Я чувствую мягкое прикосновение его сознания к моему.

— Келли?

— Да. Шэй помогла мне. Теперь я знаю, кто я на самом деле, — объясняю я, и он улыбается и касается моей руки.

— Тебе не следовало приходить сюда. Не надо тебе этого видеть. Возвращайся.

Я качаю головой.

— Не могу сидеть одна, когда такое происходит. Я хочу помочь.

— А ты не боишься, что заразишься?

— Нет. А должна бояться?

Ксандер склоняет голову набок, словно раздумывает, а потом говорит:

— Нет. У тебя иммунитет.

22 ШЭЙ

Я поднимаю глаза, вижу Келли, стоящую в дверях с Ксандером, и прихожу в ярость, потому что ужасно боюсь за нее.

«Я же говорила тебе, чтобы сидела дома! Пожалуйста, уходи, может быть, еще не слишком поздно».

Келли качает головой и говорит, что у нее иммунитет — интересно, откуда ей это известно? — и что она хочет помочь. А когда видит, что не убедила меня, добавляет, что это подтвердил Ксандер. Я не могу понять, откуда он знает, что у нее иммунитет, если Келли все время находилась здесь, в общине, месте, до вчерашнего дня не затронутом эпидемией. Но думать об этом сейчас я не могу. Ситуация требует абсолютной концентрации.

С помощью Беатрис и других выживших, близких и далеких, я продолжаю работу. Вхожу в контакт с одним из больных, затем с другим, вместе мы облегчаем их уход, но не можем спасти от смерти. Я служу проводником для других, и каждый раз, когда кто-то умирает, чувствую их смерть так явственно, словно умираю сама. Ком отчаяния растет в душе по мере того, как это происходит снова и снова, и с каждым разом все труднее заставлять себя пытаться помочь следующему. И каждый раз, соединяясь с другой душой, я погружаюсь в нее еще глубже, чем в предыдущий, стараясь найти то, что могло бы помочь.

Как насчет того сгустка темноты, который я ощутила внутри себя и который, возможно, защищает антивещество? У выживших он обнаруживается, но только он тщательно скрыт. Я начинаю искать его у умирающих и не нахожу.

Не по этой ли причине кто-то выживает, а кто-то умирает?

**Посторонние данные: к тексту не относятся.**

PR #1768, opened 2018-05-04
plugin/forward: close connection manager in proxy finalizer

rdrozhdzh:
 - connManager() goroutine will stop when Proxy is about to be
   garbage collected. This means that no queries are in progress,
   and no queries are going to come

#1666

none

### DIFF
--- a/plugin/forward/proxy.go
+++ b/plugin/forward/proxy.go
@@ -2,6 +2,7 @@ package forward
 
 import (
 	"crypto/tls"
+	"runtime"
 	"sync/atomic"
 	"time"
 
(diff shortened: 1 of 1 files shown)


rdrozhdzh:
this is yet another approach to fix #1666. 

remaining problems to be addressed:
- cache cleanup. No guarantee that finalizer will be called soon, or be called at all. We need to close and remove expired connections from cache as soon as possible. In current design, we check connections only when next request comes. If we have high load to some upstream server, say we have 1000 or more connections in cache, and at some moment the upstream gets unhealthy, forward will stop sending queries to this upstream. However, all expired connections in cache will still use system resources for an unpredictably long time
I propose to add timer in connManager() and do connection cleanup periodically with no matter come new queries from clients or not.
- Probe doesn't expect calling Do() after Stop() - it will hang. However, this is a possible case in current forward implementation.
I propose to simplify Probe and remove channels at all. The existing mutex would be enough to synchronize concurrent calls. I would even replace the mutex with atomic calls...  ;)

miekg (approved):

PR #1774, opened 2018-05-05
presubmit: check for uppercase

miekg:
Another thing we can test automatically, we sorta settled on using an
uppercase letter in in t.Log and t.Fatal calls.

Let's just check for this.


yongtang (approved):
LGTM

PR #1777, opened 2018-05-05
plugin/errors: remove panic/recover

### LINKED ISSUE #1776: plugin/error: remove `recover`
This came from caddy's error plugin, can't actually see why we need as we do this in server.go as well. Also make enabled `debug` *actually* disable the panic/recover thing.

miekg:
Remove panic/recover and also use pkg/log to print the error. This
brings some consistency into the logging.

Fixes #1776

### DIFF
--- a/plugin/errors/errors.go
+++ b/plugin/errors/errors.go
@@ -3,77 +3,27 @@ package errors
 
 import (
 	"context"
-	"fmt"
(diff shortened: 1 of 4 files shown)


yongtang (approved):
LGTM, Thanks!

PR #1778, opened 2018-05-05
plugin/metrics: add panic counter

### LINKED ISSUE #1294: add metrics tracking panics
We should add a metric tracking these. At least plugin/error needs to do this as well.

miekg:
Count and export number of panics we see.

Fixes #1294

### DIFF
--- a/plugin/metrics/vars/vars.go
+++ b/plugin/metrics/vars/vars.go
@@ -59,6 +59,12 @@ var (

Нужно поискать его в другом выжившем. Я не решаюсь просить об этом Ксандера, поэтому спрашиваю Септу, могу ли войти в полный контакт с ней и посмотреть, имеется ли внутри нее этот сгусток. Она не понимает и не горит желанием, но, в конце концов, соглашается, если это может помочь хотя бы кому-то из ее людей.

Мы соединяемся. Во многих отношениях она не такая, какой кажется, но я стараюсь не видеть, не совать нос — не за этим я здесь. Глубоко внутри я, наконец, обнаруживаю искомое — сгусток тьмы, который ощущаю, но не вижу — стало быть, у нее он тоже есть. Это то, что делает нас выжившими… должно быть так. И то, чего нет у них.

Я оглядываю комнату: Келли тоже держит за руки больных. И хотя она не может облегчить их боль, как можем мы, это все равно помогает. Она по-прежнему выглядит вполне здоровой, и я молюсь, чтобы это оказалось правдой: что она невосприимчива, как и сказала.

И Ксандер подтвердил это? Но откуда он мог знать?

«Септа, как давно Келли живет здесь?»

«Что? Я не знаю. Около полугода».

«Не год?»

«Нет, не так долго. А почему ты спрашиваешь об этом? То, что ты нашла во мне, показывает тебе способ помочь моим людям? Так сделай это!»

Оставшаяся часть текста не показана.